EXERCISE AIM: Copy the line containing "preference (default off", then all lines after it up to and including the final line of the material, exactly and without additions.
--*--
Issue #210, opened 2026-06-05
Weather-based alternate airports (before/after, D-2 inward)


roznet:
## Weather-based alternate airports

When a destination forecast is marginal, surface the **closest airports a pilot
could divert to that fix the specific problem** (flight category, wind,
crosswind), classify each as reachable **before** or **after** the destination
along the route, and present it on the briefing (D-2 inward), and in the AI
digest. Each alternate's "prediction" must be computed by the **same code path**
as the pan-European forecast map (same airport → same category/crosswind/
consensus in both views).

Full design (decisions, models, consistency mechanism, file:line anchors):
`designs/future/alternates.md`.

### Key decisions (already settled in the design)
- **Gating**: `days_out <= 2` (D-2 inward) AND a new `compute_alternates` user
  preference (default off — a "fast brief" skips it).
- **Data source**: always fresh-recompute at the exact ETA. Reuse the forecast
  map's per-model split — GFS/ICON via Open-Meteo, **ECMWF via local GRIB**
--*--
RESPONSE TO THIS TASK:
  preference (default off — a "fast brief" skips it).
- **Data source**: always fresh-recompute at the exact ETA. Reuse the forecast
  map's per-model split — GFS/ICON via Open-Meteo, **ECMWF via local GRIB**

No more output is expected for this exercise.